What do you think is the secret of such popularity?

Ordinary, they are ordinary, but most people have little idea of ​​\u200b\u200bwhat the everyday life of a crab fisher looks like. For most, the usual job is staying warm and cozy office 9 to 5 where they feel safe. At sea, there is no sense of security at all. Just imagine - we went to sea for two months, we need to pay three thousand dollars for the ship, but we didn’t earn money, because we burned all our fuel and spent our profit, but we still couldn’t catch a single crab ...
But it may happen that we will catch crabs for four days without a break and earn half a million dollars. Such a risk is incomprehensible to many, yet usually people prefer more reliable earnings. But it's very interesting to work this way - it's a risk, excitement, adrenaline, and when people watch the program, they live our lives. Sailors, as you know, people are accustomed to bad weather.

And how was it for the film crew on board, because the operators, as a rule, are not such sea wolves as you are?

Deadly Catch is on air for the fifth season in a row, and many of the operators are no strangers to crab boats. Now they are doing much better than at the very beginning - and those times, yes, it’s scary to remember. The poor fellows suffered from seasickness, did not know where to stand on the deck, and where it was too risky - the team saved their lives more than once. But those who returned, having experienced all this, received a real hardening.

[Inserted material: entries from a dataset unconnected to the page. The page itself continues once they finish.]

PR #738, opened 2021-10-04
Add mobile query

tesk9:
Move Nri.MediaQuery from the monolith.

### DIFF
--- a/src/Nri/Ui/MediaQuery/V1.elm
+++ b/src/Nri/Ui/MediaQuery/V1.elm
@@ -1,13 +1,13 @@
 module Nri.Ui.MediaQuery.V1 exposing
     ( mobile, notMobile
-    , teacherStudentPage
+    , quizEngineMobile
     )
 
 {-| Standard media queries for NRI responsive pages.
 Can be used to create a Snippet using Css.Global.media
 
 @docs mobile, notMobile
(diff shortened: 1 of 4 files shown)


src/Nri/Ui/MediaQuery/V1.elm
```diff
@@ -0,0 +1,52 @@
...
+`minWidth (px 1)` is for a bug in IE which causes the media query to initially trigger regardless of window size
+
+See: <http://stackoverflow.com/questions/25673707/ie11-triggers-css-transition-on-page-load-when-non-applied-media-query-exists/25850649#25850649>
+
+-}
+teacherStudentPage : MediaQuery
+teacherStudentPage =
+    only screen
+        [ minWidth (px 1)
+        , maxWidth (px 700)
```
tesk9, line 51: @bendansby is the 700px breakpoint deprecated, or do we still want it sometimes..?

bendansby: We still want it, but it should be renamed to quizEngineAssignment or something

lindsaykwardell (approved):
Looks good to me!

Not sure where to find Gifs to put here, so image the perfect Gif is playing below 🌠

Tell me, are you sick of crabs yet? After some work?

Which of course you don't! I just love crabs. After all, we catch them only once a year, and there is no time for delicacies on the ship. But when I return home, I do not mind treating myself to crab meat.

It is believed that a woman on board brings bad luck. Are there any women among the crab catchers?

You know, sailors have a lot of superstitions in general. Yes, there is one old omen about women, but personally I don't believe in it. I know teams that don't have a single male, and you should see how they work! You can envy! So it seems to me that this is nonsense.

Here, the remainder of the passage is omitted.